In September the indefatigable Alain Ducasse will unveil a sibling of his NYC hit, Adour, going into the old Lespinasse space in the recently restored St. Regis Washington, D.C. Details are few, but thus far we hear that The Rockwell Group is designing the 60 seat dining room and 40 seat bar. • Gus DiMillo, David Wizenberg, and exec chef Jeff Tunks, partners of Passion Food Hospitality (operators of Acadiana, Ceiba, DC Coast, and TenPenh), are adding a global seafood concept, PassionFish, to their roster in September at the Reston Town Center (Reston, VA). Christopher Clime will leave the Acadiana kitchen to helm PassionFish as chef de cuisine. • To refine their new British gastropub concept opened in July, Commonwealth (1400 Irving St. N.W.), chef/owner Jamie Leeds (Hank's Oyster Bar) and operating partner Sandy Lewis (who's also partner at the Alexandria outpost of Hank's) underwent a fact-finding culinary reconnaissance mission to London.
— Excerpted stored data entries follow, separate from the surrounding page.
PR #3448, opened 2025-08-27
GitHub workflow - CPU OpenCL.

mwlasiuk:
This PR adds OpenCL support on CI GitHub build via pocl and for CI builds it updates build artifacts (compressed build directory) so it is possible to view exact logs from tests that were run.

**Self evaluation:**

Signed-off-by: mwlasiuk <testmailsmtp12345@gmailc.com>

### DIFF
--- a/.github/workflows/ubuntu_clean_meson_build.yml
+++ b/.github/workflows/ubuntu_clean_meson_build.yml
@@ -25,6 +25,11 @@ jobs:
       run: sudo apt-get update && sudo apt-get install -y gcc g++ pkg-config libopenblas-dev libiniparser-dev libjsoncpp-dev libcurl3-dev tensorflow2-lite-dev nnstreamer-dev libglib2.0-dev libgstreamer1.0-dev libgtest-dev ml-api-common-dev flatbuffers-compiler ml-inference-api-dev libunwind-dev
     - name: install additional packages for features
       run: sudo apt-get install -y python3-dev python3-numpy python3
+    - name: install Opencl requirements
+      run: |
+        sudo apt install -y libpocl-dev
+        sudo apt install -y opencl-headers
+        sudo apt install -y ocl-icd-opencl-dev
     - name: gcc version change
       run: |
         sudo add-apt-repository ppa:ubuntu-toolchain-r/test -y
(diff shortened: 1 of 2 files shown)


.github/workflows/ubuntu_clean_meson_build.yml
```diff
@@ -11,7 +11,7 @@ jobs:
     strategy:
       matrix:
         os: [ ubuntu-22.04, ubuntu-24.04 ]
-        meson_options: [ "-Denable-fp16=false", "-Denable-fp16=true" ]
+        meson_options: [ "-Denable-fp16=false", "-Denable-fp16=true", "-Denable-opencl=true" ]
```
djeong20: I think we should set enable-opencl=true as a default.

```suggestion
        meson_options: [ "-Denable-fp16=false", "-Denable-fp16=true" ]
```

.github/workflows/ubuntu_clean_meson_build.yml
```diff
@@ -57,10 +62,21 @@ jobs:
           -Dcapi-ml-common-actual=capi-ml-common \
           -Dcapi-ml-inference-actual=capi-ml-inference \
           -Denable-capi=enabled \
+          -Dci-build=true \
```
djeong20:
```suggestion
          -Denable-opencl=true \
```

nntrainer/opencl/opencl_context_manager.cpp
```diff
@@ -225,6 +226,8 @@ bool ContextManager::CreateDefaultGPUDevice() {
 
   if ((nullptr == platform_id_) || (nullptr == device_id_)) {
     ml_loge("No suitable platform / device found - using default (first)");
+    ml_loge("No suitable platform / device found - %p / %p",
+            platform_device_pairs[0].first, platform_device_pairs[0].second);
```
songgot, line 236: Is it necessary to include the code below?
```
if (platform_device_pairs.empty()) {  
    ml_loge("No OpenCL platforms/devices available");  
    return false;  
}
```

djeong20:
@mwlasiuk This pull request cannot be merged until the failing tests are fixed. Please include a commit with the solution.

nntrainer/opencl/opencl_context_manager.cpp
myungjoo: It is necessary.
When num_platforms > 0 && num_devices == 0 for all platforms, it's an empty vector.

mwlasiuk:
> This PR is stale because it has been open 14 days with no activity. Remove stale label or comment or this will be closed in 3 days.

OK ...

The result is an updated farm-to-table approach to such classics as potted shrimp, Scotch eggs, and fish and chips, a broad selection of beer, and board games and live music to divert. • After a $12 million face-lift, The Liaison Capitol Hill, An Affina Hotel reopened in April. And in September, Art Smith, who made his name as Oprah's personal chef before opening Table Fifty-Two in Chicago (and who's said to be refueling the Obamas), will be chef at the yet-to-be-named 248 seat restaurant that will honor the Southern threads in mid-Atlantic cuisine.